Build the habits into your summer routine to accomplish your goals

But as you think of your summer remember that you are a product of your habits. I'll be sitting in my den this Saturday, my first official day of summer, making a list of the goals I want to accomplish this summer. Then, I'll plot out my typical day with the habits that it will take to accomplish those goals. 

Rainfall is random but irrigation is an intentional channeling of water towards a specific direction. Your life is like water -- design your habits and they become the channels that direct your life into your lake of legacy. 

For now, be careful out there.

I haven't worked out all this busy, craziness of life. My attitude isn't so great right now. I'm so tired that I feel like I can't go on another second. Yet, I'm putting one foot in front of the other so I can end well. 

I know that you're there too. So, be careful out there. Don't do anything rash. Don't quit your job. Stay away from gossip. The gossipy, negative attitudes of coworkers are like arsenic in the hand of the suicidal during crunch times like the end of the school year. Let those who are poison be around each other. Listen to good music when you can. Get some rest. Keep your focus. 

My oldest son and me at a friend's lake a few years back.
You CAN Last
But know that you CAN do this. Teaching is a legacy. Teaching is a noble calling. 

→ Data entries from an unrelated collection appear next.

PR #9004, opened 2026-01-12
Fix stale internode gRPC connections after pod termination

prathyushpv:
## What changed?
When Kubernetes pods are terminated, the cached gRPC connections in interNodeGrpcConnections remain stale, causing continuous "dial tcp ... i/o timeout" errors until the service is restarted. 
                                                                            
This fix adds a membership listener to RPCFactory that:                                                                                                                             
- Subscribes to membership ring change events for the history service                                                                                                           
- Evicts cached connections when hosts are removed from the ring                                                                                                                                          
- Properly closes evicted connections via cache RemovedFunc callback

## Why?
To avoid repeated dial attempts to stale pod IPs

## How did you test it?
- [x] built
- [x] added new unit test(s)


alfred-landrum:
👋 The history client has an internal GRPC connection pool, see client/history/connections.go. That predates your work to add a cache inside RPC factory https://github.com/temporalio/temporal/pull/9004 .  Does the history client connection pool need to be removed to work with the changes in this PR?

prathyushpv:
Hi @alfred-landrum, Thanks for pointing this out! I just checked how history cache works. I see that all caches share same *grpc.ClientConn pointer.  When HandleMembershipChange() in RPCFactory calls conn.Close(), it closes the actual gRPC connection object that all caches reference. After this, operations on this connection should return Unavailable error instead of timeout error. Caching redirector should evict the cache entry at this point: https://github.com/temporalio/temporal/blob/b6415c6034b38aef6a204f814cd6290876672e5a/client/history/caching_redirector.go#L108-L108

I see that caching redirector also listens for membership change events here: https://github.com/temporalio/temporal/blob/b6415c6034b38aef6a204f814cd6290876672e5a/client/history/caching_redirector.go#L244-L244

But it waits for staleTTL time duration before removing the cache entry. What is the reason for this wait?

alfred-landrum:
> But it waits for staleTTL time duration before removing the cache entry. What is the reason for this wait?

It's to reduce latency for operations during shard movements. When the history service is told to stop, it leaves membership as a first step, then depending on config, waits a bit for connections & shard ownership to move. Even though it has left membership, the shards it owned may not have been acquired by their new owners. By using the cached entry for a small duration, we allow the new owner time to come up & initialize shards. (And it will then fence out requests from the old owner - so any requests to it will return shard ownership lost.)

wensiet:
Hi! Is there a chance that this PR will be included in the next release?

andyrpi2012:
> Hi @alfred-landrum, Thanks for pointing this out! I just checked how history cache works. I see that all caches share same *grpc.ClientConn pointer. When HandleMembershipChange() in RPCFactory calls conn.Close(), it closes the actual gRPC connection object that all caches reference. After this, operations on this connection should return Unavailable error instead of timeout error. Caching redirector should evict the cache entry at this point:
> 
> https://github.com/temporalio/temporal/blob/b6415c6034b38aef6a204f814cd6290876672e5a/client/history/caching_redirector.go#L108-L108
> 
> I see that caching redirector also listens for membership change events here:
> 
> https://github.com/temporalio/temporal/blob/b6415c6034b38aef6a204f814cd6290876672e5a/client/history/caching_redirector.go#L244-L244
> 
> But it waits for staleTTL time duration before removing the cache entry. What is the reason for this wait?

Hi @prathyushpv, @alfred-landrum your conversation on this staled grpc connection is great. This issue also bothers our team for weeks.

Here is my thought here. It will be great if you can chime in.

1. The Root Cause of the Leak
the issue was introduced by the commit https://github.com/temporalio/temporal/commit/5919da32c, which added the interNodeGrpcConnections cache. It is way before 1.28.0 version. It was on Aug 30, 2024

2. Why it wasn't a visible problem in 1.28?
on Sep 4 2025, the commit https://github.com/temporalio/temporal/commit/b5253b3, added the gRPC dial instrumentation that made the leak visible.

It will be great if you can share estimated timeline for this PR to be in the future release.

yycptt:
> it waits for staleTTL time duration before removing the cache entry.

so we will need the same thing in this PR as well to avoid breaking existing history shard graceful handover story?
cc @prathyushpv @alfred-landrum

a1101992391-ux:
When will this issue be fixed

prathyushpv:
Closing this. I will fix this issue in #9277 and #10250

PR #9006, opened 2026-01-12
fix flaky TaskQueueStatsSuite

stephanos:
WISOTT

### DIFF
--- a/tests/task_queue_stats_test.go
+++ b/tests/task_queue_stats_test.go
@@ -47,11 +47,9 @@ type (
 	}
 
 	TaskQueueExpectations struct {
-		BacklogCount     int
-		MaxExtraTasks    int
-		ExpectedAddRate  bool
-		ExpectedDispatch bool
-		CachedEnabled    bool
+		BacklogCount  int
+		MaxExtraTasks int
+		CachedEnabled bool
 	}
 
 	// TaskQueueExpectationsByType maps task queue types to their expectations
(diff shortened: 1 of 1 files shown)


tests/task_queue_stats_test.go
```diff
@@ -1391,6 +1365,45 @@ func (s *TaskQueueStatsSuite) validateAllTaskQueueStats(
 	}
 }
 
+// validateRates verifies TasksAddRate and/or TasksDispatchRate in a dedicated EventuallyWithT block.
+// This should be called immediately after the relevant operation (enqueue for add rate, poll for dispatch rate)
+// to ensure the rate is checked while still fresh (before the 30-second sliding window decays).
```
stephanos, line 1399: This explains the hypothesis behind this change. The hope is that checking earlier now will reduce flakiness.

tests/task_queue_stats_test.go
```diff
@@ -47,11 +47,9 @@ type (
 	}
```
Shivs11, line 47: nit: I think it would be super nice to know which tests were flaking! was it the whole suite?

Shivs11 (approved):

tests/task_queue_stats_test.go
stephanos: I was focused on `TestTaskQueueStats_Pri_Suite/TestMultipleTasks_MultiplePartitions_WithMatchingBehavior_ValidateStats/ForceTaskForwardForcePollForwardAllowSync` but generally all the tests with several partitions where at risk (as they take much longer than single partitions).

Great teachers are heroes but poor teachers are scoundrels. Don't let the scoundrels get you down, they will reap the legacy that they've sown but you'll reap yours. The existence of scoundrels doesn't make you any less of an important, incredible, vital person. In fact, it makes you more important than ever because you have to serve as a counterweight to the negative impact of that teacher.

But for now, think about lasting. Rest so you can last. Celebrate these last moments with a group of students that will never be in quite the same relationship with you again. It is ok.This is what we do. We say goodbye but very soon we will be saying hello and wishing we had enjoyed this moment. 

You can spend so much time living tomorrow that you don't take care of today. Today we must finish well and we must rejuvenate so we can last. 

And my friend, you need to last because the world needs good teachers like you. From one teacher to another, what you are doing is important. No one really knows the sacrifices you're making and you're never going to be paid or compensated fairly. You're going to be misunderstood, maligned, disenfranchised, and discussed but you'll never lose your place in history if you do this job well. You are a teacher and I'm proud to be among you.